NetBSD-Bugs archive
[Date Prev][Date Next][Thread Prev][Thread Next][Date Index][Thread Index][Old Index]
Re: kern/60144: virtio(4) cache coherence issue
The following reply was made to PR kern/60144; it has been noted by GNATS.
From: Taylor R Campbell <riastradh%NetBSD.org@localhost>
To: Izumi Tsutsui <tsutsui%ceres.dti.ne.jp@localhost>
Cc: thorpej%me.com@localhost, isaki%pastel-flower.jp@localhost, nick.hudson%gmx.co.uk@localhost,
gnats-bugs%netbsd.org@localhost, kern-bug-people%netbsd.org@localhost,
netbsd-bugs%netbsd.org@localhost, tsutsui%ceres.dti.ne.jp@localhost,
adrian%NetBSD.org@localhost
Subject: Re: kern/60144: virtio(4) cache coherence issue
Date: Mon, 18 May 2026 23:29:58 +0000
This is a multi-part message in MIME format.

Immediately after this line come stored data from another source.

PR #107, opened 2018-07-19
Fixed deployment problem

lealgamb:
Moved `BotController` declaration into try-catch block. This seemed to stop giving me the error mentioned in the chat.


yebrahim:
Is this reproducible locally at all?
Do you have any guesses as to why this fixes it?

lealgamb:
Everything worked locally on my end. My guess is that putting it out of the try-catch block was calling on Datastore before the server even tried to start? Also, I didn't fully run `mvn appengine:update`. However, prior to this change I got an error at about 8% and after it was going through. I just stopped it sent I was working on master.

lealgamb:
That makes sense. One liners are the worst haha.

PR #109, opened 2018-07-19
Fixed file path

### LINKED ISSUE #108: Update Text File Paths
I'm thinking of placing the text files in `webapp` since it's where the favicon and `index.jsp` are located.

lealgamb:
Fixes #108


src/main/java/codeu/model/data/NemoBot.java
```diff
@@ -22,7 +23,7 @@
   /**
   * Constructs a new Bot.
   */
-  public NemoBot(String filePath) {
+  public NemoBot() {
```
yebrahim: You're removing the file from the constructor here, but passing it up in the listener.

src/main/java/codeu/model/data/NemoBot.java
```diff
@@ -1,6 +1,7 @@
 package codeu.model.data;
 
 import java.io.BufferedReader;
+import java.io.File;
```
yebrahim: Not needed?

src/test/java/codeu/controller/BotControllerTest.java
```diff
@@ -15,7 +15,7 @@
 
   private BotController botController;
 
-  private final String NEMO_FILE_PATH = "./src/main/java/codeu/model/data/NemoBot.txt";
+  private final String NEMO_FILE_PATH = "./src/main/webapp/data/NemoBot.txt";
```
yebrahim: Can't this be built the same way? (using `classLoader.getResource`)

src/main/java/codeu/model/data/NemoBot.java
```diff
@@ -22,7 +23,7 @@
   /**
   * Constructs a new Bot.
   */
-  public NemoBot(String filePath) {
```
yebrahim: Why the changes in this file? We are actually passing the file path not the file right? I'd say just re-checkout this file from master to revert all changes.

lealgamb:
I was able to open the file by moving the code from `ServerStartupListener` to `NemoBot` and using an `InputStream`. Sorry for the previous changes. This works locally and also for tests.

lealgamb:
Should I try it from this branch or merge then deploy from master?

yebrahim:
Yes. Ideally we should have a staging environment (another app in the same project, or an entirely different project) to try things before pushing to production. We don't. :)

lealgamb:
That would be helpful. Just to be sure, that's a yes to try from this branch?

yebrahim:
Yes please go ahead. Worst case scenario is we’ll redeploy from master.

--=_iH22Mq8cEGadrlwrn55fhppMX7+AHtfW
OK, here is a candidate patch to address this issue. Most of what
needs review is the commit message, but it would be good to test
whether it empirically addresses the problem too. (Note that alone it
is probably _not_ enough to fix PR 60182, but it is probably needed
_in addition_ to the patch I already posted there.)
Isaki-san: Can you verify that this patch works?
--=_iH22Mq8cEGadrlwrn55fhppMX7+AHtfW
Content-Type: text/plain; charset="ISO-8859-1"; name="pr60144-virtiodmasync"
Content-Transfer-Encoding: quoted-printable
Content-Disposition: attachment; filename="pr60144-virtiodmasync.patch"
# HG changeset patch
# User Taylor R Campbell <riastradh%NetBSD.org@localhost>
# Date 1779137898 0
# Mon May 18 20:58:18 2026 +0000
# Branch trunk
# Node ID 0f2733c1e2e8f9e109ce9e1258023da90fe016f5
# Parent 7c298a30dee7608bf965a5082affaaafadcefa9b
# EXP-Topic riastradh-pr60144-virtiodmasync
virtio(4): Add missing BUS_DMASYNC_PREREAD operations.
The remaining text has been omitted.